Many within the movie industry said the fact that a censored Lust, Caution was available at all in mainland China demonstrated how far the parameters of the acceptable have broadened since the beginning of China's reform era more than two decades ago. Not long ago, Chinese film was thoroughly dominated by plot lines that heavy-handedly reinforced conventional dividing lines between good and bad, with little room for moral complexities.
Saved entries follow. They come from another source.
PR #477, opened 2018-03-19
Spanner read some col

ChengyuanZhao:
provides options to only read some columns

### DIFF
--- a/spring-cloud-gcp-autoconfigure/src/test/java/org/springframework/cloud/gcp/autoconfigure/spanner/GcpSpannerAutoConfigurationTests.java
+++ b/spring-cloud-gcp-autoconfigure/src/test/java/org/springframework/cloud/gcp/autoconfigure/spanner/GcpSpannerAutoConfigurationTests.java
@@ -14,7 +14,7 @@
  *  limitations under the License.
  */
 
-package org.springframework.cloud.gcp.autoconfigure.Spanner;
+package org.springframework.cloud.gcp.autoconfigure.spanner;
 
 import com.google.api.gax.core.CredentialsProvider;
 import com.google.auth.Credentials;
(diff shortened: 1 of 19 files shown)


balopat:
I'm not fully sold that we would want to implement partial reads this way. The version in this PR creates new, partially filled out entities.

I see two directions that are a bit more useful in my opinion: 
- (Projections)[https://github.com/spring-projects/spring-data-commons/blob/master/src/main/asciidoc/repository-projections.adoc) 
- Partial-update-in-memory: something similar to what you have here but merging the results with an existing domain object, e.g. I have a 10K objects with 250 columns/fields in memory and interested to update the timestamp field on them, it would be great if I could just "refresh" them automagically from spring data. 

@saturnism, @mp911de what do you think?

ChengyuanZhao:
@balopat Those sound like just other situations, and in fact going by your argument those two can be played off of each other and invalidate one or the other, too. 

I can see situations where this PR is useful
- user wants to run a query as he does with our existing get-everything methods, but he isn't interested in getting all the data in every row from the table. 
- he wants to get this partial data when he doesn't already have the objects in memory either because he hasn't done a previous query or he doesn't know the keys for those objects

- and projects definitely doesn't cut it because that is a compile-time thing where the user needs to create whole new interfaces! this can be used at runtime and determined at runtime.

In fact, for that reason alone I think projections , while fancy and cool, are definitely inadequate. 

For the reason about not having the objects in memory beforehand, i also find your second proposed idea inadequate by itself. 

I think the full picture requires all three.

mp911de:
Reading a subset of columns (fields, …) that are returned by a query is a common use case. MongoDB allows specifying which columns to read via `@Query` on repositories and its `Query` object (`new Query().fields().include("foo").exclude("bar")`). Similar for JPA (`@Query("SELECT user, firstname FROM USER")`.

We generally derive column availability from the resulting row/document instead of passing an enumeration of column names.

balopat:
Sounds good, I'm convinced, thank you, both!

ChengyuanZhao:
@balopat please LGTM again, I had to resolve conflicts with the write-some-cols work haha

Unquestioned love of country was a favourite theme.

While many have been drawn to Lust, Caution by the allure of sex scenes so athletic that one government agency warned cinemagoers could threaten their health and safety if copied, even more groundbreaking for a film released here is the notion of a traitor in a leading role depicted as an attractive character instead of a villain.
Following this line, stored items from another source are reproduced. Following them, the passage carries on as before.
PR #483, opened 2018-03-22
Spanner key

ChengyuanZhao:
adds support for composite primary keys


ChengyuanZhao:
@mp911de Hi Mark, I added an implementation for support for composite primary keys for Spanner. Please take a look :)

docs/src/main/asciidoc/spanner.adoc
```diff
@@ -34,7 +34,7 @@ Spring Data Spanner allows you to define entity classes and corresponding reposi
 ----
 @SpannerTable(name = "students")
 public class SimpleStudent {
-	@Id
+	@SpannerPrimaryKeyColumn(keyOrder = 1)
```
mp911de: How about `@PrimaryKeyColumn`?

spring-cloud-gcp-data-spanner/src/main/java/org/springframework/cloud/gcp/data/spanner/core/SpannerOperations.java
```diff
@@ -38,6 +38,13 @@
  */
 public interface SpannerOperations {
 
+	/**
+	 * Gets the key for the given object.
+	 * @param object
+	 * @return
+	 */
+	Key getId(Object object);
```
mp911de: Typically you would not expose a `getKey(…)` method but rather handle this aspect internally. It's up to the Template API to figure out a key. That said, `findById(…)` methods accept typically `Object` (`findById(Object, Class)`).

spring-cloud-gcp-data-spanner/src/main/java/org/springframework/cloud/gcp/data/spanner/core/mapping/SpannerCompositeKeyProperty.java
```diff
@@ -0,0 +1,217 @@
...
+import org.springframework.lang.Nullable;
+import org.springframework.util.Assert;
+
+/**
+ * Represents an persistent property just to represent Spanner primary keys, and does not
+ * correspond to actual properties of POJOs, as it might even be a composite, multi-column key.
+ *
+ * @author Chengyuan Zhao
+ */
+public class SpannerCompositeKeyProperty implements SpannerPersistentProperty {
```
mp911de: What's the difference to a regular `SpannerPersistentProperty`? Using Spanner's `Key` as composite primary key seems a good fit.

We represented for quite a time multiple primary key columns in Spring Data Cassandra with a single property but at some point, this required more conditional code than following the simple approach of representing a composite key as regular persistent entity distinguished by the property of [`isCompositePrimaryKey()`](https://github.com/spring-projects/spring-data-cassandra/blob/1d61f3c56d12fb707663d49fb470036ac12eddfa/spring-data-cassandra/src/main/java/org/springframework/data/cassandra/core/mapping/BasicCassandraPersistentProperty.java#L297). We reverted the multiple-columns-in-property pattern with Spring Data Cassandra 2.0

spring-cloud-gcp-data-spanner/src/main/java/org/springframework/cloud/gcp/data/spanner/core/mapping/SpannerPersistentEntity.java
```diff
@@ -40,4 +42,11 @@
 	 * @return the column names.
 	 */
 	Iterable<String> columns();
+
+	/**
+	 * Gets the Key for an entity instance.
+	 * @param entity the entity whose Key ID will be returned.
+	 * @return
+	 */
+	Key getId(T entity);
```
mp911de: Creating a `Key` object from an actual instance is a converter concern, not one of the meta-model.

spring-cloud-gcp-data-spanner/src/main/java/org/springframework/cloud/gcp/data/spanner/core/mapping/SpannerPersistentEntityImpl.java
```diff
@@ -94,12 +103,49 @@ private Expression detectExpression() {
 	public void addPersistentProperty(SpannerPersistentProperty property) {
 		addPersistentPropertyToPersistentEntity(property);
 		this.columnNames.add(property.getColumnName());
+
```
mp911de: Have you seen [`BasicPersistentEntity.verify(…)`](https://github.com/spring-projects/spring-data-commons/blob/master/src/main/java/org/springframework/data/mapping/model/BasicPersistentEntity.java#L422) as an overridable hook to validate the entity state? [Cassandra](https://github.com/spring-projects/spring-data-cassandra/blob/1d61f3c56d12fb707663d49fb470036ac12eddfa/spring-data-cassandra/src/main/java/org/springframework/data/cassandra/core/mapping/BasicCassandraPersistentEntity.java#L161) uses this hook to perform various validations allowing to move the actual verification into a verifier object.

spring-cloud-gcp-data-spanner/src/main/java/org/springframework/cloud/gcp/data/spanner/core/mapping/SpannerPersistentEntityImpl.java
```diff
@@ -94,12 +103,49 @@ private Expression detectExpression() {
...
+		}
 	}
 
 	private void addPersistentPropertyToPersistentEntity(SpannerPersistentProperty property) {
 		super.addPersistentProperty(property);
 	}
 
+	@Override
+	public SpannerPersistentProperty getIdProperty() {
+		return new SpannerCompositeKeyProperty(this, getPrimaryKeyProperties());
```
mp911de: Staying in the same property implementation realm allows removing specializations such as this one.

spring-cloud-gcp-data-spanner/src/main/java/org/springframework/cloud/gcp/data/spanner/core/mapping/SpannerPrimaryKeyColumn.java
```diff
@@ -0,0 +1,41 @@
...
+/**
+ * Annotation for a {@link SpannerPersistentEntity} that allows specifying the primary key
+ * columns and their order.
+ *
+ * @author Chengyuan Zhao
+ */
+@Documented
+@Target(ElementType.FIELD)
+@Retention(RetentionPolicy.RUNTIME)
+public @interface SpannerPrimaryKeyColumn {
```
mp911de: You could consider adding a `value()` alias so the annotation can be expressed as `@PrimaryKeyColumn(1)`.

Example from Cassandra:

```java
	/**
	 * The name of the column in the table.
	 */
	@AliasFor(attribute = "name")
	String value() default "";

	/**
	 * The name of the column in the table.
	 */
	@AliasFor(attribute = "value")
	String name() default "";
```

spring-cloud-gcp-data-spanner/src/main/java/org/springframework/cloud/gcp/data/spanner/repository/SpannerRepository.java
```diff
@@ -16,14 +16,16 @@
...
+
 import org.springframework.cloud.gcp.data.spanner.core.SpannerOperations;
 import org.springframework.data.repository.PagingAndSortingRepository;
 
 /**
  * @author Ray Tsang
  * @author Chengyuan Zhao
  */
-public interface SpannerRepository extends PagingAndSortingRepository {
+public interface SpannerRepository<T> extends PagingAndSortingRepository<T, Key> {
```
mp911de: Limiting to `Key` as Id takes you the possibility to introduce user-defined primary key classes.

docs/src/main/asciidoc/spanner.adoc
ChengyuanZhao: Thank you so much for providing all this feedback! 

For this new annotation I wanted to follow the way we've been doing the other annotations like SpannerTable , SpannerColumn, etc...

spring-cloud-gcp-data-spanner/src/main/java/org/springframework/cloud/gcp/data/spanner/core/mapping/SpannerCompositeKeyProperty.java
ChengyuanZhao: Regarding the difference between this and a regular SpannerPersistentPropertyImpl (SPPI), this one does not represent a real POJO property, and is never meant to be created or used anywhere other than as an ID property. It's also why SPPI's isIdProperty() is hard coded to give false, and this one true. Also as a result  ,because it's not a real property, has hardcoded simple implementations to return null or false to most of the PersistentProperty methods.

We also considered using the multi-columns-embedded-in-single ID class property approach, but felt it was less fitting for Spanner than a noSQL storage that has a more hierarchical data/table structure than Spanner. If were to use this "embedded" multiple-cols-in-single-property approach, we would ultimately need to flatten it into just a single table anyway, so I don't think we would be providing any real extra flexibility. 

Furthermore, I think there's real value in having the multiple primary key annotations in the POJO because it more closely mirrors what Spanner's table structure and syntax is.

spring-cloud-gcp-data-spanner/src/main/java/org/springframework/cloud/gcp/data/spanner/core/mapping/SpannerPersistentEntityImpl.java
ChengyuanZhao: Thank you! I did not know about this and will definitely take advantage.

spring-cloud-gcp-data-spanner/src/main/java/org/springframework/cloud/gcp/data/spanner/core/mapping/SpannerPrimaryKeyColumn.java
ChengyuanZhao: Good idea! Will do.

spring-cloud-gcp-data-spanner/src/main/java/org/springframework/cloud/gcp/data/spanner/repository/SpannerRepository.java
ChengyuanZhao: I thought about this as well, but ultimately I don't think this takes away any generality or flexibility from the user. In addition to the points I made in the previous long comment reply, I want to add:
Even when we had the ID type as a type parameter, we ultimately relied on that ID type being acceptable into the Spanner Key type. In other words, we would do `Key.of(userGivenIdType)` and hope that it is a valid type for Key. By locking down that ID type to Key we are just being more upfront with this requirement, but not actually being more restrictive.

spring-cloud-gcp-data-spanner/src/main/java/org/springframework/cloud/gcp/data/spanner/core/mapping/SpannerPersistentEntityImpl.java
ChengyuanZhao: Perhaps I'm doing something wrong, but in some of my unit tests where the POJO has about 15 properties I'm seeing that even though I call getPersistentEntity (from AbstractMappingContext) once that several persistent entities are attempted to be created  sometimes on subsets of the properties, and each has their verify() called. Despite this , I do always get a full persistentEntity back at the end that has all the properties. The problem is that the verify() for those subsets-of-properties persistententities will fail. Does AbstractMappingContext do this to cache or optimize for performance?

spring-cloud-gcp-data-spanner/src/main/java/org/springframework/cloud/gcp/data/spanner/core/SpannerOperations.java
ChengyuanZhao: Our other find() methods do take the Key type, and a Class, so I thought it made sense to provide the the user a way to get a Key. Since the Key type was already exposed to them I think this isn't showing them something they otherwise wouldn't need to know.

ChengyuanZhao:
@balopat PTAL

spring-cloud-gcp-data-spanner/src/main/java/org/springframework/cloud/gcp/data/spanner/core/SpannerOperations.java
mp911de: The consequence of not exposing `Key` would be to accept `Object` instead of `Key` in `find(…)`.

spring-cloud-gcp-data-spanner/src/main/java/org/springframework/cloud/gcp/data/spanner/core/mapping/SpannerPersistentEntityImpl.java
mp911de: Not exactly sure what you mean. `MappingContext` adds typically an object graph of objects for a `PersistentEntity` that you request. Objects are derived from property types (i.e. having a `Person` class that has an `Address` property). Each entity is added through `addPersistentEntity(…)` and `.verify()` is only called after all properties were added.

Happy to look into your code if you can point me to a test that is able to reproduce the issue.

ChengyuanZhao: Here is a test that has this behavior:

in class SpannerObjectMapperImpltTests, the test writeSomeColumnsTest. I then placed a breakpoint on BasicPersistentEntity's  verify() method (in this current version I have not overridden this method). When running the test in debug mode I hit that breakpoint in verify() multiple times and each time the BasicPersistentEntity has a different subset of TestEntity's properties (except the final time when all 16 appear).

spring-cloud-gcp-data-spanner/src/main/java/org/springframework/cloud/gcp/data/spanner/core/mapping/SpannerPersistentEntity.java
ChengyuanZhao: Done, removed from this interface

spring-cloud-gcp-data-spanner/src/main/java/org/springframework/cloud/gcp/data/spanner/core/SpannerOperations.java
ChengyuanZhao: We have all these find() methods that use the ID type (Key in our case) because the CrudRepository's find methods are based on the ID type. I suppose we could also add find methods that take the entity.

spring-cloud-gcp-data-spanner/src/main/java/org/springframework/cloud/gcp/data/spanner/core/mapping/SpannerPersistentEntityImpl.java
mp911de: `verify()` is called on different entities (`Date`, `Timestamp`, `ByteArray`, `TestEntity`) only once.

One thing to note: `Date`, `Timestamp`, `ByteArray` look like data types that are natively supported by Spanner. Your mapping context should not represent these as persistent entities. We have an abstraction (`SimpleTypes`, see [`MongoSimpleTypes`](https://github.com/spring-projects/spring-data-mongodb/blob/148c4f9e249abc415c263f2e2d51ca5057763b48/spring-data-mongodb/src/main/java/org/springframework/data/mongodb/core/mapping/MongoSimpleTypes.java) for implementation, [`MongoMappingContext`](https://github.com/spring-projects/spring-data-mongodb/blob/0be4d1345e80694bef0b8f6dc243570075b3ebd9/spring-data-mongodb/src/main/java/org/springframework/data/mongodb/core/mapping/MongoMappingContext.java#L51) for usage) to control which types are considered simple ones. These types usually don't require a conversion but are understood natively by the driver.

ChengyuanZhao:
@balopat I think perhaps this one coming before my other PRs about read methods (stale reads, transactions, convenience methods, flow control) would make merging much easier, so if possible let's get this one in before the other ones  :)

spring-cloud-gcp-data-spanner/src/main/java/org/springframework/cloud/gcp/data/spanner/core/mapping/SpannerPersistentEntityImpl.java
ChengyuanZhao: Ah thank you! I did not know that the AbstractMappingContext would be trying to create persistent entities for strange types automatically! 

Since we're not quite at the stage to support entities-within-entities, I'll override the `shouldCreatePersistentEntityFor` method and hardcode it to return false for the time being until we add that support.

docs/src/main/asciidoc/spanner.adoc
balopat: I agree with `@PrimaryKeyColumn`, see #489

balopat:
@ChengyuanZhao  I pushed an experimental commit to remove the extra composite key property. The thing is the code wasn't even using the properties stored in it. It seems like that we can safely introduce a `getKey(entity)` method on the `SpannerPersistentEntity` interface, making it even more explicit that with Spanner, this is the expected way things to work: an entity has to have a composite key that will be represented by `Key`. Let me know what you think.

ChengyuanZhao:
@balopat the `getKey` method was something I had previous but Mark mentioned was not fitting on a persistent entity, so I removed it (it was a converter concern not a meta-data model concern? ) Anyways, I'm fine with it back.

But I don't think you removed something unnecessary; you just removed functionality because now it seems like the persistent entity accessor can no longer be used to get the ID property... Furthermore, now there's just no ID property at all.

spring-cloud-gcp-data-spanner/src/main/java/org/springframework/cloud/gcp/data/spanner/core/SpannerOperations.java
ChengyuanZhao: Just wanted to follow up that this `getId` is added as a convenience for the user. I imagined that the user would likely have a SpannerOperations on hand autowired and he could get the IDs of objects easily. For example, he might retrieve objects, then deleteById some of them. 

I see what you're saying about our find/findall methods taking in Object instead of Key. The reasoning at the moment is that we haven't planned to support any type other than Key, but I can imagine in the future that we check what type that Object actually is and either use it straight if it is a Key or call Key.of() if it's a primitive type etc...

"The country has undoubtedly become more and more open and advanced, and this is the tide of history, which no one can prevent," said Fang Li, a leading producer. "Compared to a market economy that's developing so fast, I've never seen an industry in China as backward as the film industry."

Fang said much of the blame lay with the censors, a group of mostly elderly people who work in committee and invite critical comment on movies from different branches of government, from the Women's Federation to provincial councils, all seeking to present their constituency in the best light and to avoid offence. The censors "spend most of their time worrying how not to lose their post," he said. "They are very careful not to make mistakes."
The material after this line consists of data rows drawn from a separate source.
PR #484, opened 2018-03-22
Set NoCredentialsProvider on tests configuration

joaoandremartins:
Previously, if an app used Pub/Sub and another service that requires
credentials, using the emulator would prevent credentials to be normally
passed to that service.

### DIFF
--- a/spring-cloud-gcp-autoconfigure/src/main/java/org/springframework/cloud/gcp/autoconfigure/pubsub/GcpPubSubEmulatorConfiguration.java
+++ b/spring-cloud-gcp-autoconfigure/src/main/java/org/springframework/cloud/gcp/autoconfigure/pubsub/GcpPubSubEmulatorConfiguration.java
@@ -53,10 +53,4 @@ public class GcpPubSubEmulatorConfiguration {
 				.build();
 		return FixedTransportChannelProvider.create(GrpcTransportChannel.create(channel));
 	}
-
-	@Bean
-	@ConditionalOnMissingBean
-	public CredentialsProvider credentialsProvider() {
-		return NoCredentialsProvider.create();
-	}
 }
--- a/spring-cloud-gcp-autoconfigure/src/main/java/org/springframework/cloud/gcp/autoconfigure/pubsub/GcpPubSubEmulatorConfiguration.java
+++ b/spring-cloud-gcp-autoconfigure/src/main/java/org/springframework/cloud/gcp/autoconfigure/pubsub/GcpPubSubEmulatorConfiguration.java
@@ -16,8 +16,6 @@
 
 package org.springframework.cloud.gcp.autoconfigure.pubsub;
 
-import com.google.api.gax.core.CredentialsProvider;
-import com.google.api.gax.core.NoCredentialsProvider;
 import com.google.api.gax.grpc.GrpcTransportChannel;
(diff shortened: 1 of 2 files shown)


artembilan:
Travised failed with the:
```
/home/travis/build/spring-cloud/spring-cloud-gcp/spring-cloud-gcp-autoconfigure/src/main/java/org/springframework/cloud/gcp/autoconfigure/pubsub/GcpPubSubEmulatorConfiguration.java:19:8: error: Unused import - com.google.api.gax.core.CredentialsProvider.
/home/travis/build/spring-cloud/spring-cloud-gcp/spring-cloud-gcp-autoconfigure/src/main/java/org/springframework/cloud/gcp/autoconfigure/pubsub/GcpPubSubEmulatorConfiguration.java:20:8: error: Unused import - 
```

spring-cloud-gcp-autoconfigure/src/main/java/org/springframework/cloud/gcp/autoconfigure/pubsub/GcpPubSubEmulatorConfiguration.java
```diff
@@ -53,10 +53,4 @@ public TransportChannelProvider transportChannelProvider(GcpPubSubProperties gcp
 				.build();
 		return FixedTransportChannelProvider.create(GrpcTransportChannel.create(channel));
 	}
-
-	@Bean
-	@ConditionalOnMissingBean
-	public CredentialsProvider credentialsProvider() {
```
artembilan: M-m-m. That's was exactly the point of this `GcpPubSubEmulatorConfiguration`. 

I would say that it would be better for all other non-involved tests to *exclude* this `GcpPubSubEmulatorConfiguration`  from their auto-configuartions.

joaoandremartins:
Oops.. ran mvn clean install but forgot the `-Dcheckstyle.skip=true` from previous runs :sweat_smile:

spring-cloud-gcp-autoconfigure/src/main/java/org/springframework/cloud/gcp/autoconfigure/pubsub/GcpPubSubEmulatorConfiguration.java
joaoandremartins: I disagree. In my test app, I want to be able to use the emulator with other services. I might even want to test sending credentials to the emulator. In other words, emulator and credentials are unrelated.

artembilan: But we have here `@ConditionalOnMissingBean`! Why is that not enough if you create your own `CredentialsProvider` bean?

joaoandremartins: The problem is the granularity of the autoconfig. Consider the `@AutoConfigureBefore(GcpContextAutoConfiguration.class)` in this class. If the emulator is used, the _whole_ context gets "polluted" with this bogus credentials provider, and then `GcpContextAutoConfiguration` can't create the good one anymore.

Other critics of the system believe the country's censors have also become much more careful about leaving their fingerprints on a decision. Wu Di, a researcher at the China Movie Art Centre in Beijing, said when the director Tian Zhuangzhuang shot The Blue Kite, a 1993 movie about the banned topic of the Cultural Revolution, notice was sent throughout the film industry warning companies against hiring him in the future. Tian framed one of the notices and hung it on his wall, referring to it in interviews with journalists.

"Now, under the so-called harmonious society, they wouldn't do things so baldly," said Wu. Instead of publishing a banning notice, nowadays the same result is achieved with a few phone calls, which leave little trace.

Li Yu, director of a recent film Lost In Beijing, which has some nudity, said she tried hard to remain positive, even after having being forced to excise several minutes from her movie.

"People who make movies in China understand the situation well, and a lot of them are criticising the system, saying that censorship prevents them from making good movies, which is partly true," Li said. "But I feel the environment is becoming more and more relaxed."

Protecting the People's Republic

The Chinese government does not apply a blanket ban to Hollywood films but ensures they are seen by as few of its citizens as possible. The Pursuit Of Happyness, the new movie starring Will Smith, right, will be screened next month, but only in digital format, meaning its release will be restricted to around 300 cinemas.

By comparison, the distributor for the new Chinese epic The Warlords issued more than 1,000 copies of the film.

The government also imposes quotas on foreign films, allowing only 20 to be screened every year.

Another avenue of censorship is believed to be the deliberate implantation by government agents of viruses on websites that provide online video or download services of films.

The internet is a favoured target of censorship. Specialists estimate there are more than 30,000 censors employed to monitor the world wide web alone. They are equipped with advanced technology to block sensitive sites and sound the alarm when words deemed politically incorrect show up on the screen.

The censorship extends to dissent. Earlier this year the Beijing authorities barred the ownership of any dog over 14 inches high and restricted each family to only one animal.

When retired commerce ministry official Chen Yuhua, who owns a 2ft dog, contested the new rules on the internet, saying they were unreasonable and were being enforced arbitrarily, his posting was banned by the official censors.

Chen is fighting the ban through the Chinese courts, although success is highly unlikely.